* YOUR GOAL
A word-for-word restatement of all the records is the required answer.

* THE RECORDS
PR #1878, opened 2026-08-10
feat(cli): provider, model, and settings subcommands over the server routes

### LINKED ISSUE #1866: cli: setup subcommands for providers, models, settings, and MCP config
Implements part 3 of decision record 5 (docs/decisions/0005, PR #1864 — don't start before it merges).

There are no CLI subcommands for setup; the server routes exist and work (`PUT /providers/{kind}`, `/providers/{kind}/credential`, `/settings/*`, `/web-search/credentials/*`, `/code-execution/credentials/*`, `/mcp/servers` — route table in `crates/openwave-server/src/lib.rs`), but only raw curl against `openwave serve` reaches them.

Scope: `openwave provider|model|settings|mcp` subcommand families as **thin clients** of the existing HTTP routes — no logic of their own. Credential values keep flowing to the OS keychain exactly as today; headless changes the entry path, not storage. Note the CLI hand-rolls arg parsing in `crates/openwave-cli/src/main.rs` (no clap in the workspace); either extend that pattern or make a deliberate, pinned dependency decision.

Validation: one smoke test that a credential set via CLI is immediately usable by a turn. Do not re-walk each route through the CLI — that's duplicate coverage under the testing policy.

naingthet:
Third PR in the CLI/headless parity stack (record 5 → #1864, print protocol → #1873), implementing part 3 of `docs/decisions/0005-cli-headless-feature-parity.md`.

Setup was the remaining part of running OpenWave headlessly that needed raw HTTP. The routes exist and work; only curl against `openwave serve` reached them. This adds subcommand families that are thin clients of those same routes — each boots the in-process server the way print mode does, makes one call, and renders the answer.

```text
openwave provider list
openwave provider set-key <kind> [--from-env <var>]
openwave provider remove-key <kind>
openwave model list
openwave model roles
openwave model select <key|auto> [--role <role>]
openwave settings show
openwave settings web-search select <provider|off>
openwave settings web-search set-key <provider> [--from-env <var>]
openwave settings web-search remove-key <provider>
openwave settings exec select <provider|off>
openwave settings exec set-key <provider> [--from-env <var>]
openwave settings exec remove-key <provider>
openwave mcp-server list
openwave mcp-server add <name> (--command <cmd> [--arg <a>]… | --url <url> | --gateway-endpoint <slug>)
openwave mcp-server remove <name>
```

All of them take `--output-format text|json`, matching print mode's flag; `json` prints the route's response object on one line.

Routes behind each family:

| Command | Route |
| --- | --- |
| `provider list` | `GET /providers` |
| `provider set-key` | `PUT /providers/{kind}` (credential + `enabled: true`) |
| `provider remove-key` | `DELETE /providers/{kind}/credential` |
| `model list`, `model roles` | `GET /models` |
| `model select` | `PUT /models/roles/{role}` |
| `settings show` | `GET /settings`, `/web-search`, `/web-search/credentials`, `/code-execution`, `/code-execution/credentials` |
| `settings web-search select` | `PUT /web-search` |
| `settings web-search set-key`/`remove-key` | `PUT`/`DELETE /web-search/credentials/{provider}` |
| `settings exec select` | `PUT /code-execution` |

* TASK RESPONSE
PR #1878, opened 2026-08-10
feat(cli): provider, model, and settings subcommands over the server routes

### LINKED ISSUE #1866: cli: setup subcommands for providers, models, settings, and MCP config
Implements part 3 of decision record 5 (docs/decisions/0005, PR #1864 — don't start before it merges).

There are no CLI subcommands for setup; the server routes exist and work (`PUT /providers/{kind}`, `/providers/{kind}/credential`, `/settings/*`, `/web-search/credentials/*`, `/code-execution/credentials/*`, `/mcp/servers` — route table in `crates/openwave-server/src/lib.rs`), but only raw curl against `openwave serve` reaches them.

Scope: `openwave provider|model|settings|mcp` subcommand families as **thin clients** of the existing HTTP routes — no logic of their own. Credential values keep flowing to the OS keychain exactly as today; headless changes the entry path, not storage. Note the CLI hand-rolls arg parsing in `crates/openwave-cli/src/main.rs` (no clap in the workspace); either extend that pattern or make a deliberate, pinned dependency decision.

Validation: one smoke test that a credential set via CLI is immediately usable by a turn. Do not re-walk each route through the CLI — that's duplicate coverage under the testing policy.

naingthet:
Third PR in the CLI/headless parity stack (record 5 → #1864, print protocol → #1873), implementing part 3 of `docs/decisions/0005-cli-headless-feature-parity.md`.

Setup was the remaining part of running OpenWave headlessly that needed raw HTTP. The routes exist and work; only curl against `openwave serve` reached them. This adds subcommand families that are thin clients of those same routes — each boots the in-process server the way print mode does, makes one call, and renders the answer.

```text
openwave provider list
openwave provider set-key <kind> [--from-env <var>]
openwave provider remove-key <kind>
openwave model list
openwave model roles
openwave model select <key|auto> [--role <role>]
openwave settings show
openwave settings web-search select <provider|off>
openwave settings web-search set-key <provider> [--from-env <var>]
openwave settings web-search remove-key <provider>
openwave settings exec select <provider|off>
openwave settings exec set-key <provider> [--from-env <var>]
openwave settings exec remove-key <provider>
openwave mcp-server list
openwave mcp-server add <name> (--command <cmd> [--arg <a>]… | --url <url> | --gateway-endpoint <slug>)
openwave mcp-server remove <name>
```

All of them take `--output-format text|json`, matching print mode's flag; `json` prints the route's response object on one line.

Routes behind each family:

| Command | Route |
| --- | --- |
| `provider list` | `GET /providers` |
| `provider set-key` | `PUT /providers/{kind}` (credential + `enabled: true`) |
| `provider remove-key` | `DELETE /providers/{kind}/credential` |
| `model list`, `model roles` | `GET /models` |
| `model select` | `PUT /models/roles/{role}` |
| `settings show` | `GET /settings`, `/web-search`, `/web-search/credentials`, `/code-execution`, `/code-execution/credentials` |
| `settings web-search select` | `PUT /web-search` |
| `settings web-search set-key`/`remove-key` | `PUT`/`DELETE /web-search/credentials/{provider}` |
| `settings exec select` | `PUT /code-execution` |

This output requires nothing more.